Is BMI a Good Indicator of Your Overall Health? Here's What the Research Says
Libby VanderPloeg
Body mass index (BMI) is foundational in health care around the world today. The simple equation of weight relative to height may be used to determine your risk for certain diseases, your insurance premiums and even whether or not you qualify for certain medical procedures. But researchers have been questioning the value of BMI in individual health assessment for a while now—and more recently, body-positivity advocates have implicated its contributing role in weight bias and racism in health care, which has more people than ever asking: should we be using BMI at all?
Related: 3 Ways to Practice Body Positivity Right Now
This formula—used as a proxy for body fat—was actually never intended to measure individual health. It was developed in the early 1800s to study weight variations across entire populations. "BMI is a rigid number based on old data," says Fatima Stanford, M.D., an obesity physician at Massachusetts General Hospital and Harvard Medical School. And it's far from perfect in terms of the cutoffs designed to indicate risk, adds Diana Thomas, Ph.D., a professor of mathematics and obesity researcher at the United States Military Academy at West Point. A study published in the International Journal of Obesity estimated that more than 74 million American adults were miscategorized as "unhealthy" or "healthy" based on their BMI alone. Nearly half of people considered overweight and 29% of those categorized as obese were actually metabolically healthy—meaning their blood pressure, cholesterol and blood glucose were all normal. Meanwhile, 30% of those considered "normal weight" had metabolic or heart issues.

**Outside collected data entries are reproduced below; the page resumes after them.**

PR #3592, opened 2025-02-21
Complete Dispatch exception implementation

### LINKED ISSUE #3548: Proposal: Add implicit DispatchException

bernardnormier:
This PR makes the dispatch exception implementation and test more consistent across languages and reenables cross-testing for Ice/exceptions.

Fixes #3548.

### DIFF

Part of the problem is that BMI can't differentiate between weight from fat and muscle. So bodybuilders and elite athletes with high muscle mass may be categorized as overweight or obese. And even among people who do have higher body fat, BMI doesn't tell physicians anything about how it's distributed—a key connection to disease risk. Subcutaneous fat around the hips, thighs and buttocks is not as dangerous or as tightly linked to conditions like heart disease and type 2 diabetes as visceral fat in the abdomen.
Furthermore, BMI cutoffs are largely based on data from Western populations—predominantly Caucasian males—making it problematic to apply this measurement to the diverse U.S. population. There's growing evidence that body composition varies between races and ethnicities. African Americans, for example, are likely to carry more subcutaneous fat than their white counterparts who tend to have more visceral fat, says Stanford. A study published in the journal Obesity showed that, for Black adults in the U.S., having a higher BMI (25 and over) did not carry the same risk of death as it did in white adults. And there's research showing that people of Asian descent tend to have more body fat—and particularly visceral fat—compared to other racial and ethnic groups with the same BMI, putting them at an increased risk of type 2 diabetes, hypertension and cardiovascular disease at a lower BMI. Some experts argue that the cutoff for normal weight in Asian and South Asian groups should be set as low as 22, says Thomas.
Leaning too heavily on BMI, Stanford says, prevents good, individualized patient care. For instance, some procedures, like bariatric surgery, may only be covered by insurance for people above a certain BMI, even if someone's doctor has determined they're otherwise a good candidate.
Regardless of the BMI category you fall into, it's important to find a health care provider who will go beyond the number to get a holistic picture of your health. Because despite the stigma that people with a higher BMI have a greater risk for a number of diseases than thinner people, the research shows it's not that simple.